##### Material for the task #####

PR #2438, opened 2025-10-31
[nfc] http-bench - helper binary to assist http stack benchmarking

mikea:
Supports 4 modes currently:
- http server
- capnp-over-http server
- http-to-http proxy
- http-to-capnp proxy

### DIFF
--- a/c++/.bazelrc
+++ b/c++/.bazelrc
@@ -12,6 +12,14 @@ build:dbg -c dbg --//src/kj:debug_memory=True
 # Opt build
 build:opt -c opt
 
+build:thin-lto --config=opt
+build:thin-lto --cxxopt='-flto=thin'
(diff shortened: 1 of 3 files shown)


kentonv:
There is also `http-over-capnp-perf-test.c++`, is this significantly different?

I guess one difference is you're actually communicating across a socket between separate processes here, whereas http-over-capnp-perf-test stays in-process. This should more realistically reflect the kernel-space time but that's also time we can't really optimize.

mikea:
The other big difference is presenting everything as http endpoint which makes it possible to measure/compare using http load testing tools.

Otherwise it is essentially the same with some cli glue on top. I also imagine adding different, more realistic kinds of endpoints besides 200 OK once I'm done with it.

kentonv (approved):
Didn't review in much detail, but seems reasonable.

#####
##### Material for the task #####

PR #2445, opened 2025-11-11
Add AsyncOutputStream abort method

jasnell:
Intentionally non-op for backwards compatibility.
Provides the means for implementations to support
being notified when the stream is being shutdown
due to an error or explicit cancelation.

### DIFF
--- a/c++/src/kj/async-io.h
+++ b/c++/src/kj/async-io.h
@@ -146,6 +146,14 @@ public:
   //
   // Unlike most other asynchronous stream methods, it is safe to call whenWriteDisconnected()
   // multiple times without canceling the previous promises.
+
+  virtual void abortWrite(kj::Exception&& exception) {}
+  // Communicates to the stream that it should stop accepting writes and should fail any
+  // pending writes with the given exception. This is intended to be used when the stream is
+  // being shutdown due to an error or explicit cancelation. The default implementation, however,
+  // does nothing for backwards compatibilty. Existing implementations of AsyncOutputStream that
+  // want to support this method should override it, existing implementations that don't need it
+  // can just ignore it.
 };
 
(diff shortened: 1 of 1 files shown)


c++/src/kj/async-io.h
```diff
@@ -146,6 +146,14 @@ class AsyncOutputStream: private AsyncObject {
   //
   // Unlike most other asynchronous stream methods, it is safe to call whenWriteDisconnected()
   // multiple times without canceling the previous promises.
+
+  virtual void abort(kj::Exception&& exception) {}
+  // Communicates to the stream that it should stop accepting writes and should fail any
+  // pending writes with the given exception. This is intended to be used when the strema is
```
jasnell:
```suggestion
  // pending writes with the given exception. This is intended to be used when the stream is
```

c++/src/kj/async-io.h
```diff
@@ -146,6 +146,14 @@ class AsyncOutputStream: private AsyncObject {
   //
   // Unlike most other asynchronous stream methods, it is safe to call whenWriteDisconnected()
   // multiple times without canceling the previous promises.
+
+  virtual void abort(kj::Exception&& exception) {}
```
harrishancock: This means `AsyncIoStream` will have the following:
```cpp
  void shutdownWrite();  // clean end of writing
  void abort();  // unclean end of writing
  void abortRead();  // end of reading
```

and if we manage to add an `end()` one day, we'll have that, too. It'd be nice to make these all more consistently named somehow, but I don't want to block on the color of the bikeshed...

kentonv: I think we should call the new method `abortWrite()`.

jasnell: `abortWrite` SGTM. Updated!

#####
##### Material for the task #####

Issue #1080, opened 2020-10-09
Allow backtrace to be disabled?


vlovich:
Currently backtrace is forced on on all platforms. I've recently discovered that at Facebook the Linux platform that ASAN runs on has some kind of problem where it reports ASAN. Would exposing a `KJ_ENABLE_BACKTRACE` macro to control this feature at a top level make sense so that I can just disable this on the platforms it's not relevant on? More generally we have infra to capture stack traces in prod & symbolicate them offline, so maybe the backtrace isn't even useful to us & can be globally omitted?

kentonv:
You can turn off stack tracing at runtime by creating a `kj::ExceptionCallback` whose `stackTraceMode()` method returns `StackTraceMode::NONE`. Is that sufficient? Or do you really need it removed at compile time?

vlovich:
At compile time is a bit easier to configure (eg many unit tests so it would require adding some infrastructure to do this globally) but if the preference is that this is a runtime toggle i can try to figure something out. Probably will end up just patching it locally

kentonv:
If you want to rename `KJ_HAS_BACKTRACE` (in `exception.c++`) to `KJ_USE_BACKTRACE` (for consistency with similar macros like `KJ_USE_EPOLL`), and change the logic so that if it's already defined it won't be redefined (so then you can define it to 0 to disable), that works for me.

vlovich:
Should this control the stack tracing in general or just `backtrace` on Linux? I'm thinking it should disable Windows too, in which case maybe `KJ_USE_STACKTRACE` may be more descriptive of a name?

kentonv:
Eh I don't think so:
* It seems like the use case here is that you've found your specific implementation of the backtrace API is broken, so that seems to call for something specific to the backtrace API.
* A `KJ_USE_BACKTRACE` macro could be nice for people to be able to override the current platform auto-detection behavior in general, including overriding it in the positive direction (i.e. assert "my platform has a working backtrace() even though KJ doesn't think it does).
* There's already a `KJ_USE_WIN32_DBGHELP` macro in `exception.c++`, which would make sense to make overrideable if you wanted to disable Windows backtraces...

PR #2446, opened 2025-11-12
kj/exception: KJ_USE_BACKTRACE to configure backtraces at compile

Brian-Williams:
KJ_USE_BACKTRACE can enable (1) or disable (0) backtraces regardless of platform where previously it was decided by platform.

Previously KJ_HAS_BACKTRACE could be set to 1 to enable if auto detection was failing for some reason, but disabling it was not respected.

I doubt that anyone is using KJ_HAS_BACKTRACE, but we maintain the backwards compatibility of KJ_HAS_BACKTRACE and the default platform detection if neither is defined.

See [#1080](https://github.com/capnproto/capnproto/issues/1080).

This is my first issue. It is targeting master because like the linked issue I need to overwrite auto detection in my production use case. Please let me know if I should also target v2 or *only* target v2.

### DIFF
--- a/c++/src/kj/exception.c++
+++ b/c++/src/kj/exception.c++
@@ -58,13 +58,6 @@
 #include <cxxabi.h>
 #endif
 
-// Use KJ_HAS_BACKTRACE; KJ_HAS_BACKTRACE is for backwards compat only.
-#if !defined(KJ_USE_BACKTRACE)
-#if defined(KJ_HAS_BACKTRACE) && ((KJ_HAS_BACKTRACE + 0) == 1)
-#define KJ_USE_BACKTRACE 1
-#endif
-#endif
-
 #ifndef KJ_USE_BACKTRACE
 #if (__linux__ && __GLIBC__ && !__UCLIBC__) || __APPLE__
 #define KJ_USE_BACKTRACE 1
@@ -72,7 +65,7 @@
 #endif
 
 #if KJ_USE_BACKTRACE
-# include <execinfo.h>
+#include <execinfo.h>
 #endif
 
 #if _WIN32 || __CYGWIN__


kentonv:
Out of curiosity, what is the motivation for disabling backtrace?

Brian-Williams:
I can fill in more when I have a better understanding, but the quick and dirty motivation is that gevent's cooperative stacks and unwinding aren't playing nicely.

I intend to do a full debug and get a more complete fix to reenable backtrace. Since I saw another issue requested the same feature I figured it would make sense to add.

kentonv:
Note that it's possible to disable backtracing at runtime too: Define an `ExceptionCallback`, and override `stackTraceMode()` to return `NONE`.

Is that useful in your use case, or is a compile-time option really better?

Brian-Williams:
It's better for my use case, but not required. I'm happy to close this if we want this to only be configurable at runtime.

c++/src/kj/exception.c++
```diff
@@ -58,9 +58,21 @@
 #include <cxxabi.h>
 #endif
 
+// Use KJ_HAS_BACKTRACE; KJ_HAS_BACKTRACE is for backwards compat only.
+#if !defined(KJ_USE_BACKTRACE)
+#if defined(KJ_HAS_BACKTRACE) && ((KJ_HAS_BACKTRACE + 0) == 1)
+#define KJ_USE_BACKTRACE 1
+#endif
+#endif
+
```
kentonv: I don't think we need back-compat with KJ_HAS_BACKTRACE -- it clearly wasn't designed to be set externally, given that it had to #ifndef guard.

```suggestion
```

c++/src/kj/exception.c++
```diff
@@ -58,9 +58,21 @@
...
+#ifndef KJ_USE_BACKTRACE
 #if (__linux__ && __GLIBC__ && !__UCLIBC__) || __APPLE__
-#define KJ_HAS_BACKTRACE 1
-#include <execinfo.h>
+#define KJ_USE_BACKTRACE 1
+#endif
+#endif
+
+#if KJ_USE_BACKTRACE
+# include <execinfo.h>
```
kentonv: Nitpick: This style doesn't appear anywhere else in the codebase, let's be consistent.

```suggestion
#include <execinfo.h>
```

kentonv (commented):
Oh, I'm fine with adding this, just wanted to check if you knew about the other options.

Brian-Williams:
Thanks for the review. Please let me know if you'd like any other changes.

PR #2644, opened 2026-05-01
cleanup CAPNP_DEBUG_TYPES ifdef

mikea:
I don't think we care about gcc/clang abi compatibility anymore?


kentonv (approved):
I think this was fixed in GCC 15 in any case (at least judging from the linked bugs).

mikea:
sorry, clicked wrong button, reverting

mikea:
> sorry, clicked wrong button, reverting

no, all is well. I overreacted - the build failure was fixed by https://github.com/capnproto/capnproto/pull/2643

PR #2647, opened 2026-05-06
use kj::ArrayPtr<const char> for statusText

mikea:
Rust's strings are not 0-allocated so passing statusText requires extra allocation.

#####

**Goal of the exercise**
Check each line of the data above for the word "pending". Report how many lines have it, and nothing else.

**Written answer**
3